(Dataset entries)
● ● ● ●

PR #4178, opened 2022-01-12
services/horizon: Exclude trades with >10% rounding slippage from trade aggregations

### LINKED ISSUE #4160: services/horizon: Filter out "small" liquidity pool trades from /trade_aggregations

https://github.com/stellar/stellar-core/issues/3301

Small transactions on liquidity pools, can cause the price reported by /trade_aggregations to swing wildly (as in above).

DEX UIs use the output of /trade_aggregations to draw graphs, so the graphs can be misleading.

There are two proposed solutions:

a. Filter out "dust" liquidity pool trades when calculating trade aggregations.
  - Possibly using formula: `|unrounded - rounded| / (unrounded + rounded) < epsilon`, but how do we calculate the unrounded? Is that data stored on the trades/transactions?
    - @paulbellamy: afaict, we would have to add it, and reingest.
  - If we offer both filtered and unfiltered data, that doubles the db size of trade aggregations table (currently ~60gb)
  - This option seems more feasible.
 
b. Add "supply ratio" metrics to /trade_aggregations.
  - We would need to track it at each point in time, though. We could track it incrementally, but then a historical reingest could impact all following trade aggregations.
  - We would need an equivalent metric for orderbook trades as well.
    - @jonjove: Possibly, the best thing to do would be to consider the resulting bid or ask depending on the direction of the trade.
  - Adding supply ratio stats (open/close/high/low) should only add around 1.7gb to the db, so it’s better there, but might be more intensive to calculate.

paulbellamy:
<details>
  
### PR Structure

  otherwise).
  packages.

### Thoroughness

### Release planning

</details>

### What

Track rounding slippage on trades, and exclude any >10% from trade aggregations.

### Why

Fixes #4160

### Todo

- [x] Make the filter configurable
- [x] Check it won't affect any other trades
- [x] Check if we need an index on the new column


ingest/ledger_transaction.go
```diff
@@ -83,6 +83,16 @@ func (t *LedgerTransaction) GetChanges() ([]Change, error) {
 	return changes, nil
 }
 
+// GetOperation returns an operation by index.
+// TODO: Clean this up
+func (t *LedgerTransaction) GetOperation(index uint32) (xdr.Operation, bool, error) {
+	ops := t.Envelope.Operations()
+	if len(ops) == 0 || int(index) >= len(ops) {
+		return xdr.Operation{}, false, nil
+	}
```
2opremio, line 92: Shouldn't we let it panic?

services/horizon/internal/flags.go
```diff
@@ -491,6 +491,14 @@ func Flags() (*Config, support.ConfigOptions) {
 			Required:    false,
 			Usage:       "determines if Horizon instance is behind AWS load balances like ELB or ALB, in such case client IP in the logs will be replaced with the last IP in X-Forwarded-For header (cannot be used with --behind-cloudflare)",
 		},
+		&support.ConfigOption{
+			Name:        "rounding-slippage-filter",
+			ConfigKey:   &config.RoundingSlippageFilter,
+			OptType:     types.Float64,
+			FlagDefault: 10.0,
+			Required:    false,
+			Usage:       "excludes trades from /trade_aggregations if their rounding slippage is >x%",
```
2opremio, line 500: Is slippage a known term in finance/crypto? Otherwise I think we should clarify it further.

services/horizon/internal/ingest/processors/trades_processor.go
```diff
@@ -175,6 +178,75 @@ func (p *TradeProcessor) findOperationChange(tx ingest.LedgerTransaction, opidx
...
+		unrounded := new(big.Rat)
+		unrounded.Mul(X, y)
+		unrounded.Quo(unrounded, new(big.Rat).Sub(Y, y))
+		unrounded.Quo(unrounded, new(big.Rat).Sub(big.NewRat(1, 1), F))
+
+		rounded := x
+		value := new(big.Rat)
+		value.Sub(unrounded, rounded)
+		value.Abs(value)
+		value.Quo(value, rounded)
```
sydneynotthecity, line 240: Small nit, why did you choose `difference / rounded` instead of `difference / unrounded`? Are we treating the rounded value as the original number?

services/horizon/internal/flags.go
paulbellamy: It is, yes. Particularly w.r.t. AMMs. But it usually only affects large trades, or low-liquidity pools. The "rounding slippage" (affecting small trades) is a bit of a special case in stellar's AMM implementation (afaik).

services/horizon/internal/ingest/processors/trades_processor.go
```diff
@@ -175,6 +178,75 @@ func (p *TradeProcessor) findOperationChange(tx ingest.LedgerTransaction, opidx
 	return ingest.Change{}, errors.Errorf("could not find operation for key %v", key)
 }
 
+var zero db.NullRat
```
2opremio, line 181: Can't this be a const?

2opremio:
I wonder whether it would be feasible to compute the slippage on the fly instead of storing it in the DB.

services/horizon/internal/ingest/processors/trades_processor.go
paulbellamy: No const structs in go.

paulbellamy:
The issue with on-the-fly, is that you need the ledger meta, as it contains the pool reserves.

services/horizon/internal/db2/schema/migrations/53_add_trades_rounding_slippage.sql
```diff
@@ -0,0 +1,7 @@
+-- +migrate Up
+
+-- Add is_dust to trades table
+ALTER TABLE history_trades ADD rounding_slippage numeric(1000, 7);
```
tamirms, line 4: rounding slippage is supposed to be a float in between 0 and 100, right?

`numeric(1000, 7)` means the column can hold a float with 1000 significant digits with up to 7 digits on the right side of the decimal point.  that doesn't seem to align with a value that can be at most 100

paulbellamy: It can be > 100. 
```
requested = 0.02
rounded = 1
slippage = abs(requested - rounded) / requested = 49
```
So in this case, the rounding caused a 49x deviation from requested.
I am unsure if framing it the other way (deviation from rounded) would be more useful.

paulbellamy: tbh, I could have just left it as `numeric`, which defaults to 1000 significant digits, but I given we're putting a a rational in it, which could have repeating digits, I wanted to cap the precision.

services/horizon/internal/db2/history/trade_aggregation.go
```diff
@@ -248,6 +248,12 @@ func (q Q) RebuildTradeAggregationTimes(ctx context.Context, from, to strtime.Mi
 		"counter_amount",
 		"ARRAY[price_n, price_d] as price",
 	).From("history_trades").Where(
+		sq.Or{
+			// db rounding is stored as a multiplier. so 95% = 0.95
+			sq.Lt{"rounding_slippage": roundingSlippageFilter / 100.0},
```
tamirms, line 253: you could do get rid of the or condition with `COALESCE`.  `COALESCE(rounding_slippage, 0) < roundingSlippage`. I'm not sure if it's any more efficient though

services/horizon/internal/ingest/processors/trades_processor.go
```diff
@@ -175,6 +178,75 @@ func (p *TradeProcessor) findOperationChange(tx ingest.LedgerTransaction, opidx
...
+		X, Y = Y, X
+	}
+	x := big.NewRat(int64(trade.AmountSold()), 1)
+	y := big.NewRat(int64(trade.AmountBought()), 1)
+	F := big.NewRat(int64(pre.Params.Fee), 10000)
+	switch op.Body.Type {
+	case xdr.OperationTypePathPaymentStrictReceive:
+		// User specified the receive amount
+
+		// solve for the unrounded send amount
```
tamirms, line 228: is there anything in https://github.com/stellar/go/blob/master/exp/orderbook/pools.go that can be reused here ?

services/horizon/internal/ingest/processors/trades_processor_test.go
```diff
@@ -962,3 +966,161 @@ func TestTradeProcessor_ProcessTransaction_MuxedAccount(t *testing.T) {
...
+	s.Assert().NoError(err)
+
+	result, err := s.processor.roundingSlippage(tx, 0, trade)
+	s.Assert().NoError(err)
+	s.Assert().True(result.Valid)
+	s.Assert().Equal("42.1908930", result.Rat.FloatString(7))
+}
+
+// TODO: This is awful.
+func createTransactionForTrade(trade xdr.ClaimAtom, reserveA, reserveB int64) (ingest.LedgerTransaction, error) {
```
sreuland, line 1036: interesting, first thought was this might be nice wrapped up as Builder in main code for reuse, something like:
`LedgerTransaction.NewBuilder().withReserveA(3740000000).withReserveB(162020000000)`

 rather than buried in a test, this was the first instance of constructing a LedgerTransaction programatically?

ingest/ledger_transaction.go
```diff
@@ -83,6 +83,16 @@ func (t *LedgerTransaction) GetChanges() ([]Change, error) {
 	return changes, nil
 }
 
+// GetOperation returns an operation by index.
+// TODO: Clean this up
+func (t *LedgerTransaction) GetOperation(index uint32) (xdr.Operation, bool, error) {
+	ops := t.Envelope.Operations()
+	if len(ops) == 0 || int(index) >= len(ops) {
```
Shaptic, line 90: Doesn't the latter check encompass the former? That is, if there are no ops then any index would be invalid.

services/horizon/internal/ingest/processors/trades_processor.go
```diff
@@ -175,6 +178,76 @@ func (p *TradeProcessor) findOperationChange(tx ingest.LedgerTransaction, opidx
 	return ingest.Change{}, errors.Errorf("could not find operation for key %v", key)
 }
 
+var zero db.NullRat
```
Shaptic, line 181: am confused why this isn't part of `roundingSlippage`

services/horizon/internal/ingest/processors/trades_processor.go
```diff
@@ -175,6 +178,76 @@ func (p *TradeProcessor) findOperationChange(tx ingest.LedgerTransaction, opidx
...
+		// User specified the receive amount
+
+		// solve for the unrounded send amount
+		// unrounded := (X * y) / (Y - y) / (1 - F)
+		// TODO: Do this with fewer allocations
+		unrounded := new(big.Rat)
+		unrounded.Mul(X, y)
+		// TODO: Fix divide-by-0 if you ware buying all the reserves in the pool.
+		unrounded.Quo(unrounded, new(big.Rat).Sub(Y, y))
+		unrounded.Quo(unrounded, new(big.Rat).Sub(big.NewRat(1, 1), F))
```
Shaptic, line 235: Just echoing Tamir above: you should use the `uint256` module for perf at the very least, but ideally we could leverage the existing vetted code. It could probably be modified pretty easily to return an unrounded version alongside the rounded, since the rounding step is separate:

https://github.com/stellar/go/blob/73b2df17f33dbf6ebcbfeeb3609021a2a692bfdd/exp/orderbook/pools.go#L154-L157

shouldn't be a perf hit

services/horizon/internal/ingest/processors/trades_processor_test.go
```diff
@@ -962,3 +966,161 @@ func TestTradeProcessor_ProcessTransaction_MuxedAccount(t *testing.T) {
...
+	}
+}
+
+func TestTradeProcessor_RoundingSlippage_Big(t *testing.T) {
+	s := &TradeProcessorTestSuiteLedger{}
+	s.SetT(t)
+	s.SetupTest()
+	s.mockReadTradeTransactions(s.processor.ledger)
+
+	assetSold := xdr.MustNewCreditAsset("GRE", s.unmuxedSourceAccount.Address())
```
Shaptic, line 1012: high priority: change to `GET` to match latter `MAD` asset

services/horizon/internal/ingest/processors/trades_processor_test.go
```diff
@@ -962,3 +966,161 @@ func TestTradeProcessor_ProcessTransaction_MuxedAccount(t *testing.T) {
...
+	tx, err := createTransactionForTrade(trade, 3740000000, 162020000000)
+	s.Assert().NoError(err)
+
+	result, err := s.processor.roundingSlippage(tx, 0, trade)
+	s.Assert().NoError(err)
+	s.Assert().True(result.Valid)
+	s.Assert().Equal("42.1908930", result.Rat.FloatString(7))
+}
+
+// TODO: This is awful.
```
Shaptic, line 1035: perhaps something like https://github.com/stellar/go/blob/73b2df17f33dbf6ebcbfeeb3609021a2a692bfdd/exp/orderbook/graph_test.go#L2328 would help here?

services/horizon/internal/ingest/processors/trades_processor_test.go
paulbellamy: not `HAT`?

services/horizon/internal/ingest/processors/trades_processor.go
paulbellamy: idea was to save an allocation, but maybe meh.

ingest/ledger_transaction.go
paulbellamy: No, they could both be 0.

services/horizon/internal/ingest/processors/trades_processor_test.go
paulbellamy: Agree that a builder (or something) is  probably the way to go here. But, choosing to punt on that for now.

services/horizon/internal/ingest/processors/trades_processor.go
paulbellamy: This was a super good suggestion. I hadn't seen the `exp/orderbook` package.

bartekn:
The code tested in stg (commit 8f924e1781dfc0bccc7e8c7e1287944008db37f9 which isn't part of this PR but letting you know anyway) was crashing on ledger 39270855 with:
```
panic: division by zero
goroutine 121 [running]:
math/big.(*Rat).Quo(0xc0004eaf28, 0xc0004eb0a8, 0xc0004eafe8)
        math/big/rat.go:535 +0x136
github.com/stellar/go/services/horizon/internal/ingest/processors.(*TradeProcessor).roundingSlippage(0xbf2f077a6b1a7e7, {0x7a,>
        github.com/stellar/go/services/horizon/internal/ingest/processors/trades_processor.go:233 +0x7dd
github.com/stellar/go/services/horizon/internal/ingest/processors.(*TradeProcessor).extractTrades(_, {{0xca, 0x5f, 0x24, 0xc8,>
        github.com/stellar/go/services/horizon/internal/ingest/processors/trades_processor.go:375 +0x188d
github.com/stellar/go/services/horizon/internal/ingest/processors.(*TradeProcessor).ProcessTransaction(0xc012db65a0, {0x12a75b>
        github.com/stellar/go/services/horizon/internal/ingest/processors/trades_processor.go:53 +0x158
github.com/stellar/go/services/horizon/internal/ingest.groupTransactionProcessors.ProcessTransaction({{0xc0043c3950, 0x6d6d030>
        github.com/stellar/go/services/horizon/internal/ingest/group_processors.go:67 +0x133
github.com/stellar/go/services/horizon/internal/ingest/processors.StreamLedgerTransactions({0x12a75b0, 0xc000648640}, {0x128e5>
        github.com/stellar/go/services/horizon/internal/ingest/processors/change_processors.go:32 +0x245
github.com/stellar/go/services/horizon/internal/ingest.(*ProcessorRunner).RunTransactionProcessorsOnLedger(_, {_, _})
        github.com/stellar/go/services/horizon/internal/ingest/processor_runner.go:296 +0x328
github.com/stellar/go/services/horizon/internal/ingest.(*ProcessorRunner).RunAllProcessorsOnLedger(_, {_, _})
        github.com/stellar/go/services/horizon/internal/ingest/processor_runner.go:335 +0x406
github.com/stellar/go/services/horizon/internal/ingest.resumeState.run({0xce0d8f}, 0xc000032480)
        github.com/stellar/go/services/horizon/internal/ingest/fsm.go:471 +0x13fe
github.com/stellar/go/services/horizon/internal/ingest.(*system).runStateMachine(0xc000032480, {0x129c730, 0x19adaa0})
        github.com/stellar/go/services/horizon/internal/ingest/main.go:580 +0x364
github.com/stellar/go/services/horizon/internal/ingest.(*system).Run(0x0)
        github.com/stellar/go/services/horizon/internal/ingest/main.go:478 +0x45
github.com/stellar/go/services/horizon/internal.(*App).Serve.func1()
        github.com/stellar/go/services/horizon/internal/app.go:102 +0x35
created by github.com/stellar/go/services/horizon/internal.(*App).Serve
        github.com/stellar/go/services/horizon/internal/app.go:101 +0x291
```

ingest/ledger_transaction.go
Shaptic: Right, and you'd enter this conditional due to both the first clause (since len == 0) _and_ the second clause (since 0 >= 0); I think that makes the first clause redundant :thinking:

exp/orderbook/pools.go
```diff
@@ -84,65 +84,83 @@ func makeTrade(
...
+
+	if !rem.IsZero() {
+		// Recalculate with more precision
+		unrounded, rounded := new(uint256.Int), new(uint256.Int)
+		unrounded.Mul(numer, maxBips).Div(unrounded, denom)
+		rounded.Mul(result, maxBips)
+		S.Sub(unrounded, rounded)
+		S.Abs(S).Mul(S, maxBips)
+		S.Div(S, unrounded)
+	}
```
Shaptic, line 130: This might be a pretty significant performance hit; can you run the benchmarks and compare them against master? We might need to push this out to a separate function and have e.g. `CalculatePoolPayout(withSlippage = true/false)`

exp/orderbook/pools.go
```diff
@@ -84,65 +84,83 @@ func makeTrade(
...
 
 	val := xdr.Int64(result.Uint64())
-	return val, result.IsUint64() && val >= 0
+	roundingSlippageBips := xdr.Int64(S.Uint64())
+	ok := result.IsUint64() && val >= 0 && S.IsUint64() && roundingSlippageBips >= 0
```
Shaptic, line 134: Something that could simplify this check: can a value be a uint64 (that is, make `x.IsUint64() == true`) and yet be < 0? Intuition says no but testing would confirm

exp/orderbook/pools_test.go
```diff
@@ -271,17 +356,32 @@ func calculatePoolPayoutBig(reserveA, reserveB, received xdr.Int64, feeBips xdr.
...
+	if rem.Cmp(big.NewInt(0)) > 0 {
+		// Recalculate with more precision
+		unrounded, rounded := new(big.Int), new(big.Int)
+		unrounded.Mul(numer, maxBips).Div(unrounded, denom)
+		rounded.Mul(result, maxBips)
+		S.Sub(unrounded, rounded)
+		S.Abs(S).Mul(S, maxBips)
+		S.Div(S, unrounded)
+		S.Div(S, big.NewInt(100))
+	}
```
Shaptic, line 379: Same here re: possible perf hit

Shaptic (commented):
Added some minor notes, and an important one re: performance. Seeing the benchmark (exp/orderbook/graph_benchmark_test.go) would help alleviate my concern :+1:

exp/orderbook/pools.go
paulbellamy: There's a cast to `Int64` after the `IsUint64`. But we could probably just ask `IsInt64` instead, since that's what we actually care about.

Shaptic: good point, overlooked that :+1:

paulbellamy:
With orderbook dumped to ledger `39339519`...

master as of `4920b27104df0ec7631eae28b5295e220fb59be7`
```
$ go test ./exp/orderbook -bench '.*' -offers offers.dump -pools pools.dump
goos: darwin
goarch: arm64
BenchmarkVibrantPath-8                               160           7442436 ns/op         2868812 B/op         44 allocs/op
BenchmarkMultipleDestinationAssets-8                 100          10807999 ns/op         2871080 B/op         70 allocs/op
BenchmarkTestData-8                                    2         735662062 ns/op        286842320 B/op      2299 allocs/op
BenchmarkSingleLiquidityPoolExchange/deposit-8          1000000000               0.0000003 ns/op
BenchmarkSingleLiquidityPoolExchange/exchange-8         1000000000               0.0000001 ns/op
BenchmarkLiquidityPoolDeposits-8                        17120752                69.89 ns/op            0 B/op          0 allocs/op
BenchmarkLiquidityPoolExpectations-8                    71820445                16.11 ns/op            0 B/op          0 allocs/op
PASS
ok      github.com/stellar/go/exp/orderbook     32.008s
```

This branch as of `2af05facc58b59e955ae0e5fc59aa89aab190cea`
```
$ go test ./exp/orderbook -bench '.*' -offers offers.dump -pools pools.dump
goos: darwin
goarch: arm64
BenchmarkVibrantPath-8                               153           7868738 ns/op         2868812 B/op         44 allocs/op
BenchmarkMultipleDestinationAssets-8                 100          10674957 ns/op         2871083 B/op         70 allocs/op
BenchmarkTestData-8                                    2         745304916 ns/op        286842392 B/op      2299 allocs/op
BenchmarkSingleLiquidityPoolExchange/deposit-8          1000000000               0.0000004 ns/op
BenchmarkSingleLiquidityPoolExchange/exchange-8         1000000000               0.0000001 ns/op
BenchmarkLiquidityPoolDeposits-8                         7928089               152.8 ns/op             0 B/op          0 allocs/op
BenchmarkLiquidityPoolExpectations-8                    71751022                16.35 ns/op            0 B/op          0 allocs/op
PASS
ok      github.com/stellar/go/exp/orderbook     32.745s
```

So, the main difference is in BenchmarkLiquidityPoolDeposits. (Could be that the Expectations scenario isn't hitting the rounding slippage), which is ~2x slower. Not ideal. I'm not really sure how to write the math faster than it is, so maybe someone else knows, or the other option would be to only store the reserves, and calculate it as part of rebuilding trade aggregations. Which would be less efficient, but not in the hot path.

paulbellamy:
Ok, disabled the roundingSlippage when called through /paths, and tidied up some allocations. so benchmark is now the same as master.

paulbellamy:
Uncovered a bug in effect ingestion while testing this, so this is blocked on https://github.com/stellar/go/issues/4203

exp/orderbook/pools.go
```diff
@@ -84,65 +84,85 @@ func makeTrade(
...
+		unrounded, rounded := new(uint256.Int), new(uint256.Int)
+		unrounded.Mul(numer, maxBips).Div(unrounded, denom)
+		rounded.Mul(result, maxBips)
+		S.Sub(unrounded, rounded)
+		S.Abs(S).Mul(S, maxBips)
+		S.Div(S, unrounded)
+		S.Div(S, uint256.NewInt(100)) // Take off the excess 2 decimal places
+		roundingSlippageBips = xdr.Int64(S.Uint64())
+		ok = ok && S.IsUint64() && roundingSlippageBips >= 0
+	}
```
2opremio, line 134: Can you add a comment with the overall computation? It's hard to read when not using infix operators.

exp/orderbook/pools.go
```diff
@@ -84,65 +84,85 @@ func makeTrade(
...
 
-// calculatePoolPayout calculates the amount of `reserveB` disbursed from the
+// CalculatePoolPayout calculates the amount of `reserveB` disbursed from the
 // pool for a `received` amount of `reserveA` . From CAP-38:
 //
 //      y = floor[(1 - F) Yx / (X + x - Fx)]
 //
 // It returns false if the calculation overflows.
-func calculatePoolPayout(reserveA, reserveB, received xdr.Int64, feeBips xdr.Int32) (xdr.Int64, bool) {
+func CalculatePoolPayout(reserveA, reserveB, received xdr.Int64, feeBips xdr.Int32, calculateRoundingSlippage bool) (xdr.Int64, xdr.Int64, bool) {
```
2opremio, line 93: Instead of having a bool parameter, can we have two different variants of the function? It's easier to read and understand what's happening. It doesn't seem like all the uses of `CalculatePoolPayout()` consume all the returned parameters.

exp/orderbook/pools.go
```diff
@@ -152,12 +172,29 @@ func calculatePoolExpectation(
...
+			// Recalculate with more precision
+			unrounded, rounded := new(uint256.Int), new(uint256.Int)
+			unrounded.Mul(numer, maxBips).Div(unrounded, denom)
+			rounded.Mul(result, maxBips)
+			S.Sub(unrounded, rounded)
+			S.Abs(S).Mul(S, maxBips)
+			S.Div(S, unrounded)
+			S.Div(S, uint256.NewInt(100)) // Take off the excess 2 decimal places
+			roundingSlippageBips = xdr.Int64(S.Uint64())
+			ok = ok && S.IsUint64() && roundingSlippageBips >= 0
```
2opremio, line 191: Can you add a comment with the overall computation? It's hard to read when not using infix operators.

exp/orderbook/pools.go
```diff
@@ -84,65 +84,85 @@ func makeTrade(
...
 // put into a pool to get the `disbursed` amount of `reserveB`.
 //
 //      x = ceil[Xy / ((Y - y)(1 - F))]
 //
 // It returns false if the calculation overflows.
-func calculatePoolExpectation(
-	reserveA, reserveB, disbursed xdr.Int64, feeBips xdr.Int32,
-) (xdr.Int64, bool) {
+func CalculatePoolExpectation(
+	reserveA, reserveB, disbursed xdr.Int64, feeBips xdr.Int32, calculateRoundingSlippage bool,
```
2opremio, line 148: Can we have two variants of the function instead of passing a bool parameter?

exp/orderbook/pools_test.go
```diff
@@ -318,7 +419,19 @@ func calculatePoolExpectationBig(
 	// hacky way to ceil(): if there's a remainder, add 1
 	if rem.Cmp(big.NewInt(0)) > 0 {
 		result.Add(result, big.NewInt(1))
+
+		// Recalculate with more precision
```
2opremio, line 423: why is this necessary?

exp/orderbook/pools.go
paulbellamy: yeah. They have a bunch of the same precursor calculations, so the idea was to share those. Will have a go at refactoring it, though.

exp/orderbook/pools.go
```diff
@@ -84,65 +84,85 @@ func makeTrade(
...
+		S.Abs(S).Mul(S, maxBips)
+		S.Div(S, unrounded)
+		S.Div(S, uint256.NewInt(100)) // Take off the excess 2 decimal places
+		roundingSlippageBips = xdr.Int64(S.Uint64())
+		ok = ok && S.IsUint64() && roundingSlippageBips >= 0
+	}
 
 	val := xdr.Int64(result.Uint64())
-	return val, result.IsUint64() && val >= 0
+	ok = ok && result.IsUint64() && val >= 0
```
2opremio, line 137: Isn't the `val >= 0` check redundant? I would think so (the refactoring I am doing is easier without it)

paulbellamy: No. It might be a uint64, but not an int64.

exp/orderbook/pools.go
paulbellamy: Ok, splitting it into two functions, means we either have a bunch of duplicated precursor calculations, or we extract those into a third function. But, because the Go compiler sucks at inlining, extracting those into a third function slows down the `BenchmarkLiquidityPoolExpectations` benchmark by ~50%.

2opremio (approved):

support/config/config_option.go
```diff
@@ -141,6 +141,8 @@ func (co *ConfigOption) setSimpleValue() {
 			*(co.ConfigKey.(*uint)) = uint(viper.GetInt(co.Name))
 		case types.Uint32:
 			*(co.ConfigKey.(*uint32)) = uint32(viper.GetInt(co.Name))
+		case types.Float64:
```
bartekn, line 144: Leftover because the new config value was a `float64` at some point?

● ● ● ●

Wherever a line in the data above holds the word "system", copy that line.

> **Response area**:
github.com/stellar/go/services/horizon/internal/ingest.(*system).runStateMachine(0xc000032480, {0x129c730, 0x19adaa0})
github.com/stellar/go/services/horizon/internal/ingest.(*system).Run(0x0)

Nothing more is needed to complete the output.